CASE
A man in his late 70s presented with acute onset right sided weakness and aphasia. Imaging demonstrated occlusion of the Left ICA up to the left M1 artery.
Patient was taken for acute thrombectomy attempt and was found to have a left ICA occlusion with taper just past the carotid bulb. It was unclear if this occlusion extended up to the carotid terminus and into the M1 or rather (more likely) that the left ICA demonstrated acute on chronic occlusion with distal emboli to the left M1.
There was an initial aspiration attempt made on the left ICA occlusion with a Zoom 71 catheter, which only partially open up the left ICA occlusion.
Following this first attempt, the microsystem (Trevo Trak 21 and Synchro 14 standard microwire) was advanced beyond the occlusion to attempt a combined thrombectomy attempt with aspiration and stent retriever (Zoom 71 + Solitaire 4 x 40) (below).
Zoom 71 and Solitaire 4 x 40 combined approach
Partial recanalization of the left M1 with persistent occlusion of the posterior division M2.
A Zoom 55 aspiration catheter was prepared and advanced into the distal left M2 with the help of the Trevo Trak 21 and the Synchro 14 standard microwire. Aspiration was completed into the Emboguard Balloon guide catheter, completing a third pass. More red clot was observed in the aspirate.
Unfortunately, post thrombectomy angiogram demonstrated new occlusion of the left ACA territory (A2/A3) and a 4th pass was conducted to remove this clot with the Zoom 55 aspiration catheter and the Solitaire 4mmx40mm stent retriever. The aspirate again demonstrated more red clot.
With adequate recanalization of the intracranial circulation, attention was then paid to the proximal left ICA.
The left ICA intermittently occluded and thus the decision was made to undergo angioplasty and stenting. Measurements observed above.
Angiogram of the left internal carotid artery prior to angioplasty and stenting with the 7mm Spider FX distal embolic protection device in place.
Over the distal embolic protection device, a TREK 4mm x 20mm balloon was advanced over the wire the distal embolic protection device to the cervical left internal carotid artery lesion. It was inflated below nominal to approximately 3.2 mm (below).
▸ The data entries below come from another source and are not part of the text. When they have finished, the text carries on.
PR #1142, opened 2020-05-29
change scheduling policy, do not starve big job

xudifsd:
Do not try to schedule smaller job if one bigger job is stuck in getting resource.

PR #1168, opened 2020-06-10
vc wide block instead of cluster wide

xudifsd:
solve a bug introduced by #1142 

Block scheduling within VC, instead of cluster wide.

### DIFF
--- a/src/ClusterManager/job_manager.py
+++ b/src/ClusterManager/job_manager.py
@@ -560,7 +560,7 @@ def get_jobs_info(jobs, cluster_schedulable, vc_schedulables):
             vc_schedulable = vc_schedulables.get(vc_name)
             if vc_schedulable is None:
                 logger.warning(
-                    "vc %s is not exist as provided by %s, ignore this job",
+                    "vc %s does not exist as provided by %s, ignore this job",
                     vc_name, job_id)
                 continue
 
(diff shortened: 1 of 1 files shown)


src/ClusterManager/job_manager.py
```diff
@@ -556,6 +556,22 @@ def get_jobs_info(jobs):
             job_res = get_resource_params_from_job_params(job_params)
             job_resource = ClusterResource(params=job_res)
 
+            vc_name = job["vcName"]
+            vc_schedulable = vc_schedulables.get(vc_name)
+            if vc_schedulable is None:
+                logger.warning(
+                    "vc %s is not exist as provided by %s, ignore this job",
```
Anbang-Hu, line 563: `vc %s does not exist ...`

src/ClusterManager/job_manager.py
```diff
@@ -601,7 +617,7 @@ def get_jobs_info(jobs):
 
 def mark_schedulable_non_preemptable_jobs(jobs_info, cluster_schedulable,
                                           vc_schedulables):
-    stop_scheduling = None
+    stop_schedulings = {} # vc_name -> the first blocking job of this vc
```
Anbang-Hu, line 620: We need a way to configure this policy for a specific VC.

xudifsd: yes, working

PR #1169, opened 2020-06-10
allow user provide max retry count from restfulapi

xudifsd:
Support `max_retry_count` in job params. Should be an int or int value.


xudifsd:
@Gerhut Could you help add this support in dashboard? Maybe in Advanced setting.

PR #1170, opened 2020-06-10
kill with description

xudifsd:
Allow extra parameter `desc` for `KillJob`. Will put this message to `errorMsg`.

### DIFF
--- a/src/docker-images/reaper/main.py
+++ b/src/docker-images/reaper/main.py
@@ -33,10 +33,16 @@ def kill():
             logger.info("processing alert of %s", alert)
             if not dry_run:
                 job_name = alert["labels"]["job_name"]
+                idle_hour_desc = alert.get("annotations",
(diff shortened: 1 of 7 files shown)


src/docker-images/reaper/main.py
```diff
@@ -33,7 +33,11 @@ def kill():
             logger.info("processing alert of %s", alert)
             if not dry_run:
                 job_name = alert["labels"]["job_name"]
-                params = {"jobId": job_name, "userName": "Administrator"}
+                params = {
+                    "jobId": job_name,
+                    "userName": "Administrator",
+                    "desc": "killed because the job is being idle too long"
```
Anbang-Hu, line 39: Is it possible to expose the max GPU idle hours to users in the message?

xudifsd: Yes, will need to add label to alert and receive label here.

PR #1172, opened 2020-06-11
Dashboard: add timeout field

Gerhut:
Merge priority column with the actual field before do the actual code, in order to fork to the timeout field.

image


xudifsd:
Front end support for #1147

xudifsd:
Is this finished or not? Do you support user input "1d" and convert to "86400" second? Also display this instead of in second.

Anbang-Hu:
> Is this finished or not? Do you support user input "1d" and convert to "86400" second? Also display this instead of in second.

Let's use hours. We use GPU hours as the unit for GPU compute consumption by users.

Gerhut:
Deployed to int

PR #1174, opened 2020-06-15
Dashboard/job insights

Gerhut:
@Anbang-Hu sorry to revert your markdown efforts, I found it should be listed and deal message by message.

If necessary I will split the revert commit into a separated PR.

image

- Currently the job insights "GPU idle" and "need more metrics" seems have different message levels (warn and info). They may have different styles for user if we can do that.
- It's better to give an action to user for each message, like "kill"(for gpu idle), "support"(maybe by default) or "dismiss"(cannot be persistent currently)

Expected fields:
- level
- message
- action

- [ ] drop the revert commit and rebase on the latest dev branch

### DIFF
--- a/src/dashboard/src/pages/Job/Insight.tsx
+++ b/src/dashboard/src/pages/Job/Insight.tsx
@@ -1,7 +1,7 @@
 import * as React from 'react';
 import {
   FunctionComponent,
-  SyntheticEvent,
+  memo,
   useCallback,
   useContext,
   useMemo,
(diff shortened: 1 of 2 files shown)


src/docker-images/job-insighter/insight.py
```diff
@@ -506,9 +508,9 @@ def upload_insights(insights, restful_url, dry_run):
             logger.exception("failed to upload insight for %s", job_id)
 
 
-def run(prometheus_url, mins_ago, restful_url, dry_run):
+def run(prometheus_url, hours_ago, restful_url, dry_run):
```
Anbang-Hu: Can you keep the change regarding `minutes`?

Gerhut:
image

Deployed to int, seems the content is too much

Anbang-Hu:
> image
> 
> Deployed to int, seems the content is too much

Let's use a collapseable section showing the first line with ellipses by default.

In addition, job insight should only show for running jobs.

Gerhut:
image

Gerhut:
image

---

image

Gerhut:
changed to `SHOW ALL` to keep user from reminding of collapse from expand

The patient was bolus Cangrelor and started on a Neuro dosing protocol (1/2 the cardiac dose). The balloon was then deflated and removed from the body. A post angioplasty angiogram demonstrated adequate widening of the lesion. There was note of filling defect within the distal embolic protection device.
A 3T MRI compatible ev3 PROTEGE RX 10->7 x 40 carotid stent was then deployed over the wire. Stenting was conducted with the balloon guide inflated for proximal projection.
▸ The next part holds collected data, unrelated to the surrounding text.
PR #5, opened 2018-08-28
Fixed the subscription race condition

dfee:
I ended up using `asyncio.Event()` and `asyncio.wait()` to coordinate the termination of the `MapAsyncIterator` and the underlying async generator.

### DIFF
--- a/graphql/subscription/map_async_iterator.py
+++ b/graphql/subscription/map_async_iterator.py
@@ -44,15 +44,18 @@ class MapAsyncIterator:
             result = await self.iterator.__anext__()
             return self.callback(result)
 
-        _next = ensure_future(self.iterator.__anext__())
         _close = ensure_future(self._close_event.wait())
+        _next = ensure_future(self.iterator.__anext__())
         done, pending = await wait(
-            [_next, _close],
+            [_close, _next],
             return_when=FIRST_COMPLETED,
         )
 
         for task in pending:
             task.cancel()
+
+        if _close.done():
+            raise StopAsyncIteration
 
         if _next.done():
             error = _next.exception()
@@ -63,9 +66,6 @@ class MapAsyncIterator:
                 result = self.reject_callback(error)
             else:
                 result = self.callback(_next.result())
-
-        if _close.done():
-            raise StopAsyncIteration
 
         return (await result) if isawaitable(result) else result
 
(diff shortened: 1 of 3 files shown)


graphql/subscription/map_async_iterator.py
```diff
@@ -19,35 +21,62 @@ def __init__(self, iterable: AsyncIterable, callback: Callable,
...
+            self._close_event.set()
+        else:
+            self._close_event.clear()
 
     def __aiter__(self):
         return self
 
     async def __anext__(self):
-        if self.stop:
+        if self.closed:
```
Cito: Can't we just unconditionally raise StopAsyncIteration here?

graphql/subscription/map_async_iterator.py
```diff
@@ -19,35 +21,62 @@ def __init__(self, iterable: AsyncIterable, callback: Callable,
...
+            error = _next.exception()
+            if error:
+                if not self.reject_callback or isinstance(error, (
+                        StopAsyncIteration, GeneratorExit)):
+                    raise error
+                result = self.reject_callback(error)
+            else:
+                result = self.callback(_next.result())
+
+        if _close.done():
```
Cito: Maybe move this up before the check for _next.done()?

Cito:
Thanks a lot for this contribution. It gets a bit complicated by the usage of Event, but looks ok and I have currently no better idea. Made two small comments in the code above.

graphql/subscription/map_async_iterator.py
dfee: Initially that's what I was doing, but the extra logic was needed to keep this test passing: https://github.com/graphql-python/graphql-core-next/blob/170b227e6cbf67d2cc35555c7ecabbdfcf82d7ac/tests/subscription/test_map_async_iterator.py#L84

Cito: Ah, yes, the finally block should still run.

tests/subscription/test_map_async_iterator.py
```diff
@@ -247,3 +248,27 @@ def __aiter__(self):
...
+        assert result == 2
+
+        # Block at event.wait()
+        fut = ensure_future(anext(doubles))
+        await sleep(.01)
+        assert not fut.done()
+
+        # Trigger cancellation and watch StopAsyncIteration propogate
+        await doubles.aclose()
+        await sleep(.01)
```
Cito: Strange, I need to bump that to .02 to make it pass on my PC.

PR #7, opened 2018-09-06
Added support for middleware

syrusakbary:
Added support for middleware


Cito:
@syrusakbary Can I remove the `middlewares = MiddlewareManager` alias? I guess it had been added for backward compatibility, but in GraphQL-core-next we should get rid of all deprecated stuff.

PR #11, opened 2018-09-21
Await resolvers in parallel

mawa:
This change allows for more parallelism when executing a query. Instead of sequentially `await`ing all the affected resolvers of an object, kick off all the co-routines and then wait for them to finish using `asyncio.gather()`. Effectively, this means you will just wait for the slowest resolver instead of the accumulated time required for all resolvers.

As an illustration, consider the following code which runs twice as fast after this patch is applied:

```python
def async expensive_rpc(*args):
  await asyncio.sleep(1.0)
  return 'hi!'

schema = GraphQLSchema(
  query=GraphQLObjectType(
    name='Root',
    fields={
      'foo': GraphQLField(
        GraphQLString,
        resolve=expensive_rpc,
       ),
       'bar': GraphQLField(
        GraphQLString,
        resolve=expensive_rpc,
       ),
    }
  )
)

await graphql(schema, '{foo, bar'}')
```

### DIFF
--- a/graphql/execution/execute.py
+++ b/graphql/execution/execute.py
@@ -1,3 +1,4 @@
+from asyncio import gather
 from inspect import isawaitable
 from typing import (
     Any,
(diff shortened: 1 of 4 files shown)


mawa:
Oops. Broke the tests, I'll investigate. Please excuse the noise.

Cito:
Thanks, @mawa. You're right, currently the fields are not resolved in parallel, and using `gather()` would solve that. I think you need to pass `return_exceptions=False`, since we want errors to pop up. And maybe you need to fix the order of errors in some tests (which is irrelevant) or fix the test to not check the order (maybe sorting both result and expected). Also, I would just `return dict(await gather(...))` instead of using a dict comprehension.

mawa:
Thanks for your feedback @Cito! I went with your suggestion and sorted the exceptions in the test suite before comparing them. This seems to work okay but the implementation is not perfect (had to convert the relevant properties of `GraphQLError` to a dict).

Cito:
Thanks for the contribution. I'll see if I can simplify the tests a bit.

PR #16, opened 2018-11-19
Keep a list of middleware resolvers

### LINKED ISSUE #15: MiddlewareManager only decorates the first field encountered
`get_middleware_resolvers` is implemented as a generator:

https://github.com/graphql-python/graphql-core-next/blob/f6b078bddae4dd8a48ebf878a6fd5fbbac52bd1b/graphql/execution/middleware.py#L56-L58

The generator object is then assigned to `self._middleware_resolvers`:

https://github.com/graphql-python/graphql-core-next/blob/f6b078bddae4dd8a48ebf878a6fd5fbbac52bd1b/graphql/execution/middleware.py#L30-L32

As the generator is not consumed and unrolled into a list at this point, it is exhausted during the `reduce()` call of the first field construction:

https://github.com/graphql-python/graphql-core-next/blob/f6b078bddae4dd8a48ebf878a6fd5fbbac52bd1b/graphql/execution/middleware.py#L46-L50

As the generator is now exhausted, all other calls to `reduce()` will immediately receive `StopIteration` so no other field is wrapped.

patrys:
Fixes #15 by unrolling the generator into a list.

### DIFF
--- a/graphql/execution/middleware.py
+++ b/graphql/execution/middleware.py
@@ -1,7 +1,7 @@
 from functools import partial, reduce
 from inspect import isfunction
 
-from typing import Callable, Iterator, Dict, Tuple, Any, Optional
+from typing import Callable, Iterator, Dict, List, Tuple, Any, Optional
 
 __all__ = ["MiddlewareManager"]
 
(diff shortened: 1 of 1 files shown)


Cito:
Thanks a lot. We also need to add a regression to graphql-core-next/tests/execution/test_middleware.py that is failing without this fix. If you like, you can add one, otherwise I will do it when I will look into this later this week.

Patient was neurologically improved following the procedure with improved speech and right sided strength. The post-op CT demonstrated anterior falcine constrast versus subarachnoid hemorrhage. A follow-up CT Head demonstrated slight worsening of the subarachnoid hemorrhage and the Cangrelor was decreased to a quarter dose.
Follow-up CT head scans were stable. The patient demonstrated infarct in the left basal ganglia and frontal corona radiata region but his strength and aphasia improved. He was later transferred out of the hospital without further neurological decline after being transitioned to Aspirin + Ticagrelor.